Toronto

NDP calls for school safety plan amid 'urgent and growing' violence

The provincial NDP is calling on Ontario's education minister to implement an emergency school safety plan amid what it calls an "urgent and growing" problem of violence against educators and students in the province's classrooms.

Education workers being exposed to increasing violence in schools, NDP and unions say

A classroom with empty desks.
A 2023 survey commissioned by the Elementary Teachers' Federation of Ontario found three quarters of the union's members had experienced or witnessed violence in the workplace. (Evan Mitsui/CBC)

The provincial NDP is calling on Ontario's education minister to implement an emergency school safety plan amid what it calls an "urgent and growing" problem of violence against educators and students in the province's classrooms.

At a news conference at Queen's Park on Tuesday, NDP MPPs and education union representatives blamed underfunding and a lack of student supports both inside and outside classrooms for "unprecedented levels" of violence in schools.

"Our kids need and deserve a safe place to learn, but this school year has picked up right where last year ended — with classrooms disrupted daily by violent incidents. Our children are witnessing and sometimes experiencing kicking, hitting and biting," said NDP MPP Chandra Pasma, the party's education critic.

"Their classrooms are regularly being evacuated, and students and teachers alike are learning to dodge flying items.

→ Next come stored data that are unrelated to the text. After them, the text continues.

Issue #6234, opened 2026-05-28
[Bug]: `jac check` falsely reports `Enum.__members__` as missing attribute (E1030)


kugesan1105:
### Operating System

Ubuntu (WSL2)

### Versions

Jac main (`bd44513b88`) | Python 3.12 | jaclang from source

### Steps to Reproduce

1. Create a `.jac` file:

   ```jac
   """Minimal repro: jac check falsely flags Enum.__members__ as missing."""

   import from enum { StrEnum }


   class Color(StrEnum) {
       with entry {
           RED = "red";
           GREEN = "green";
           BLUE = "blue";
       }
   }

   with entry {
       name = "RED";
       # `__members__` is a standard Enum attribute, present on every Enum
       # subclass at runtime. Used here for the textbook "is this string a
       # valid member name?" check.
       is_member = name in Color.__members__;
       print(is_member);
       if is_member {
           print(Color.__members__[name]);
       }
   }
   ```

2. Run `jac check enum_members_repro.jac`:

   ```
   ✖ Error: error[E1030]: Type "Color" has no attribute "__members__"
        --> .../enum_members_repro.jac:18:30
      16 |     # subclass at runtime. Used here for the textbook "is this string a
      17 |     # valid member name?" check.
      18 |     is_member = name in Color.__members__;
         |                              ^^^^^^^^^^^
   ```

3. Run `jac run enum_members_repro.jac`:

   ```
   True
   red
   ```

### Expected vs Actual Behavior

**Expected:** `jac check` accepts `Color.__members__` and reports no error for this file. `__members__` is part of the standard Python `enum` API — every `Enum` / `IntEnum` / `StrEnum` subclass has it at runtime, injected by `EnumMeta` at class creation time. `Color.__members__` is the textbook idiomatic way to check whether a string is a valid enum member name without raising.

**Actual:** `jac check` emits `E1030: Type "Color" has no attribute "__members__"` on every access — while `jac run` executes the same code correctly (prints `True` then `red`). So the type checker disagrees with the runtime on standard Python semantics.

### Why this matters — real-world impact

[...]

PR #6259, opened 2026-05-29
fix: resolve false E1030 errors on metaclass attributes like Enum.__members__

ThiruvarankanM:
### Background: What is a Metaclass?

Before getting into the bug, let's understand what a metaclass is — because
this entire fix is about teaching the type checker about metaclasses.

In Python, every class is itself an object. And every object has a type:

```
"hello"   → instance of  →  str
[1, 2]    → instance of  →  list
Color.RED → instance of  →  Color
Color     → instance of  →  ???   ← this is the metaclass
```

For normal classes, that "???" is `type` (Python's default builder).
For enum classes, it's `EnumMeta` — a special builder that adds enum powers.

```python
class Enum(metaclass=EnumMeta):  # use EnumMeta instead of type
    ...
```

This means: when Python builds the `Enum` class object, use `EnumMeta`
as the constructor. The result: `Enum` (and every enum class) gets extra
attributes from `EnumMeta` — `__members__`, `__iter__`, `__len__`,
`__getitem__`.

### Base Class vs Metaclass — The Key Difference

Base classes provide attributes for **instances**:

```
class Enum:
    name = ...        # available on Color.RED.name
    value = ...       # available on Color.RED.value
```

Metaclasses provide attributes for **the class itself**:

```
class EnumMeta(type):
    __members__ = ...  # available on Color.__members__
    __iter__   = ...   # available on iter(Color)
    __len__    = ...   # available on len(Color)
```

Simple rule:
- `Color.RED.something` → looks in Color's MRO (inheritance chain)
- `Color.something`     → looks in Color's MRO, then EnumMeta

---

### The Problem

Accessing `__members__` on any enum class raised a false type error on
valid, correctly written code.

```jac
enum Color { RED = 1, GREEN = 2, BLUE = 3 }

with entry {
    exists = "RED" in Color.__members__;       # E1030 ← false error
    red    = Color.__members__["RED"];         # E1030 ← false error
}
```

Errors seen:
```
error[E1030]: Attribute '__members__' not found in type 'Color'
```

All of this code is valid Jac. The type checker was wrong.

---

### Why It Was Failing

The Jac type checker's `_lookup_class_member` function only walked the
class MRO (inheritance chain):

```
Color.__members__
  → check Color   → not found
  → check Enum    → not found
  → check object  → not found
  → ERROR: E1030
```

But `__members__` doesn't live anywhere in the MRO — it lives on
`EnumMeta` (the metaclass). The type checker never knew to check the
metaclass, so it raised a false error.

### The Deeper Reason — Where the Info Was Lost

In Python's `enum.pyi` stub file:

```python
class Enum(metaclass=EnumMeta):
    ...
```

When Python's AST parses this, it splits the class arguments:
```
nd.bases    = []                          ← positional bases
nd.keywords = [keyword("metaclass",       ← keyword arguments
                Name("EnumMeta"))]
```

Our stub loader (`pyast_load_pass`) only read `nd.bases` and completely
ignored `nd.keywords`. So `metaclass=EnumMeta` was silently dropped —
the type system had zero knowledge that `EnumMeta` was `Enum`'s metaclass.

There was no way to fix the lookup without first capturing this information.

---

### The Fix

The metaclass info had to be carried through every layer:
stub file → AST → type system → attribute lookup.

1. **`unitree.jac`** — Added a `metaclass_expr` field to the `Archetype`
   AST node so there's a place to store the metaclass.

2. **`jir_registry.jac`** — Registered the new field in Jac's binary
   cache (JIR) so it survives serialization.

3. **`pyast_load_pass.impl.jac`** — Extracted `metaclass=` from
   `nd.keywords` and added it to `kid` so the symbol resolution pass
   visits and binds the name. Without `kid`, the metaclass name stays
   unresolved.

4. **`types.jac`** — Added a `metaclass` field to `ClassDetailsShared`
   so every class type can hold its metaclass.

5. **`construct_types.impl.jac`** — For stub classes like `Enum`,
   resolved the metaclass expression to a real `ClassType`. For
   subclasses like `Color(Enum)`, inherited the metaclass from base
   classes — so `Color` automatically gets `EnumMeta` without writing
   it explicitly.

6. **`type_utils.jac`** — Added a `from_metaclass` flag to `ClassMember`
   so lookups can signal whether an attribute came from the class MRO or
   the metaclass.

7. **`evaluator_util_methods.impl.jac`** — Replaced the old enum-specific
   hardcode with a general metaclass fallback in `_lookup_class_member`:
   walk the class MRO first, then fall back to the metaclass MRO. This
   is the core of the fix.

8. **`type_evaluator.impl.jac`** — `__members__` is a `@property` on
   `EnumMeta`, so its raw type is the property object itself. Switched
   the property-unwrapping guard from `is_enum_class()` to
   `from_metaclass` so we return the getter's actual return type
   (`MappingProxyType`) instead of the property object.

9. **`type_evaluator.jac`** — Removed the now-unused
   `enum_meta_class` prefetch since the general metaclass system
   handles it.

---

### End-to-End Flow

```
enum.pyi: class Enum(metaclass=EnumMeta)
         ↓
extract metaclass= → store on AST → resolve to EnumMeta ClassType
         ↓
Color(Enum) inherits → Color.shared.metaclass = EnumMeta
         ↓
Color.__members__ → not in class MRO → check metaclass MRO → found
         ↓
unwrap @property → MappingProxyType[str, Color] ✓
```

---

### Result

```
Before:  Color.__members__          → E1030 (false error)
After:   Color.__members__          → MappingProxyType[str, Color] ✓
         "RED" in Color.__members__ → bool ✓
         Color.__members__["RED"]   → Color ✓
```

- 0 false errors on all `Enum.__members__` usage patterns
- All 268 existing checker tests pass
- New regression test added with 5 cases (direct access, `in`, subscript,
  multiple enums)

---

### Impact

- Fixes false E1030 errors on `Enum.__members__` across the codebase
  (including 6 sites in `esast_gen_pass.impl.jac`)
- The fix is **general** — works for any class with any metaclass
  (`EnumMeta`, `ABCMeta`, custom metaclasses), not just enums
- Resolves the existing `# TODO: Handle metaclass member lookups`
- No behavior change for code that doesn't use metaclass attributes —
  the fallback only runs when the class MRO lookup misses

This PR fixes issue #6234


jac/jaclang/jac0core/unitree.jac
```diff
@@ -565,7 +565,8 @@ obj Archetype(ContextAwareNode, ArchSpec, AstAccessNode, ArchBlockStmt, AstImplN
     has name: Name,
         arch_type: Token,
         base_classes: (Sequence[Expr] | None),
-        type_params: (Sequence[TypeParam] | None) = None;
+        type_params: (Sequence[TypeParam] | None) = None,
+        metaclass_expr: (Expr | None) = None;
```
kugesan1105: is this really necessary to have it as a `field` ???
Can’t we derive it from the base class, maybe as a `property `of `archetype `or just a `utility function?`

jac/jaclang/compiler/passes/main/impl/pyast_load_pass.impl.jac
```diff
@@ -2715,6 +2715,20 @@ impl PyastBuildPass.proc_class_def(nd: py_ast.ClassDef) -> (uni.Archetype | uni.
...
+    class_keywords: list[uni.KWPair] = [];
+    for kw in nd.keywords {
+        if kw.arg is None {
+            continue;  # skip **expansion form (no `arg` name)
+        }
+        converted_kw = self.proc_keyword(kw);
+        if isinstance(converted_kw, uni.KWPair) {
+            class_keywords.append(converted_kw);
+        }
+    }
```
kugesan1105, line 2731: should be fixed in language level

currently the follwing code is a syntax error

```jac
class Enum(metaclass=EnumMeta){
}
```

Image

This can be traumatizing for our children, but I think equally seriously, it's becoming normalized for our children," she added.

Pasma said a surge in school violence in recent years is adding to burnout for education workers, leading some to leave the profession "due to the physical and psychological harms they are experiencing."

The NDP says a plan to address violence in schools should include:

  • Funding to hire additional qualified staff, including mental health professionals, education assistants, child and youth workers, and other education workers.
  • Funding for comprehensive training for all workers and supervisors.
  • A sector-specific regulation for education under the Occupational Health and Safety Act.
  • A permanent provincial health and safety working group to review and adapt current policies regarding workplace violence in the education sector.
  • A single provincewide online reporting system for violent incidents and data collection to understand the full scope of the problem.

The NDP plans to table a motion calling on the government to act on its recommendations when the legislature resumes in late October, Pasma said.

Edyta McKay, spokesperson for the minister of education, told CBC News in a statement that Ontario students and staff deserve to feel safe in school environments.

"For the 2024/25 school year we've provided school boards with $29 billion in education funding that includes $123 million to support schools in the implementation of programs, and initiatives on student safety, as well as critical safety infrastructure funding for security upgrades," she said. 

"Since 2018, we've increased student mental health supports by 577 per cent and added an additional 900 education workers across the province. We have and we will continue to increase funding in education every single year of our mandate."

A 2023 survey conducted for the Elementary Teachers' Federation of Ontario (ETFO) found 77 per cent of members reported experiencing or witnessing violence against school staff. That figure rose to 86 per cent when limited to ETFO members working in special education.

In recent years, the Ontario Secondary School Teachers' Federation (OSSTF) has repeatedly called on the province to increase funding for anti-violence training programs and the hiring of mental health support staff in high schools. 

Meanwhile, Pasma said a rise in violence among youth more generally is making its way into some school communities. Tuesday's news conference, for example, came one day after a 16-year-old boy was shot and injured in the parking lot of a Scarborough high school.

Pasma said a lack of youth programming outside of school settings is partly responsible, putting a burden on educators and school staff to fill the gap.

"When there's no support in the community ... then the school becomes the only form of support. And so these kids are becoming frustrated because the teachers, the education workers, the mental health professionals and child and youth workers, they don't have the time and the capacity to deal with every single problem that's not being dealt with outside the school," she told reporters.

"And so we're seeing the inevitable spillover."